## DATA TO EXAMINE

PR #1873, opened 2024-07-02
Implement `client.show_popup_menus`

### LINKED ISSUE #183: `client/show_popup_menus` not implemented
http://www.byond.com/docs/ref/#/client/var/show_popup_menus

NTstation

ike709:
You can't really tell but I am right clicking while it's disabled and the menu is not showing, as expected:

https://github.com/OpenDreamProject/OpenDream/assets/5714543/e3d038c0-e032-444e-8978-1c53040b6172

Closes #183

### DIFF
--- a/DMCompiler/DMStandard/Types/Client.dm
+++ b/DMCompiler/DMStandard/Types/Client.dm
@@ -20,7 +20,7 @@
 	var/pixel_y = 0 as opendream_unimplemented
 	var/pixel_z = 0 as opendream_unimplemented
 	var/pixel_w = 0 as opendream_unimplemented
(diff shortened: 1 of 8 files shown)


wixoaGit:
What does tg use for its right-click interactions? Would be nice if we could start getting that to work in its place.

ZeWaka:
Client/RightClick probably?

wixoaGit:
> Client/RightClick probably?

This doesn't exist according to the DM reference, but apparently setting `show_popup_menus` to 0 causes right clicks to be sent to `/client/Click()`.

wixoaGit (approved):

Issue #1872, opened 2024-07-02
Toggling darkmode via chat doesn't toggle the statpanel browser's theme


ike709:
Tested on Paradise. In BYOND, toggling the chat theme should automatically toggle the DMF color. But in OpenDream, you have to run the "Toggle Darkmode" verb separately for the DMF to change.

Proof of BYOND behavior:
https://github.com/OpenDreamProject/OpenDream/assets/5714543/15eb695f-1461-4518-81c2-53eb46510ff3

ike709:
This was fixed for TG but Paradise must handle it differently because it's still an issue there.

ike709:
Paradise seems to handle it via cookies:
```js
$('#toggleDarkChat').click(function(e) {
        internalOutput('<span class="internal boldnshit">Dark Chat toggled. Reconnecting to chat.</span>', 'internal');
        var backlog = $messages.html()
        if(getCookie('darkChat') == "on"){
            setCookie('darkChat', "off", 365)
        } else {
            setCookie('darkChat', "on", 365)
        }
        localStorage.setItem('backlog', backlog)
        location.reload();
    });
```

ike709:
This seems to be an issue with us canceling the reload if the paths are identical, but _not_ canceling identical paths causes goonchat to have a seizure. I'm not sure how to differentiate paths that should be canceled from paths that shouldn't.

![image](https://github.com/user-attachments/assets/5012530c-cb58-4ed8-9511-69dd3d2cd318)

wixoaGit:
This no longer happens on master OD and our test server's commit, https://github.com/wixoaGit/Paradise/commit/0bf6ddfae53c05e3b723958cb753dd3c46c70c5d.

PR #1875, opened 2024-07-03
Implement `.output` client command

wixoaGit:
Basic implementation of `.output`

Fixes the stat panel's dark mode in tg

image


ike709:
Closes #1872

## YOUR TASK
Reproduce every line from the entries that holds the word "doesn".

## SOLUTION
This doesn't exist according to the DM reference, but apparently setting `show_popup_menus` to 0 causes right clicks to be sent to `/client/Click()`.
Toggling darkmode via chat doesn't toggle the statpanel browser's theme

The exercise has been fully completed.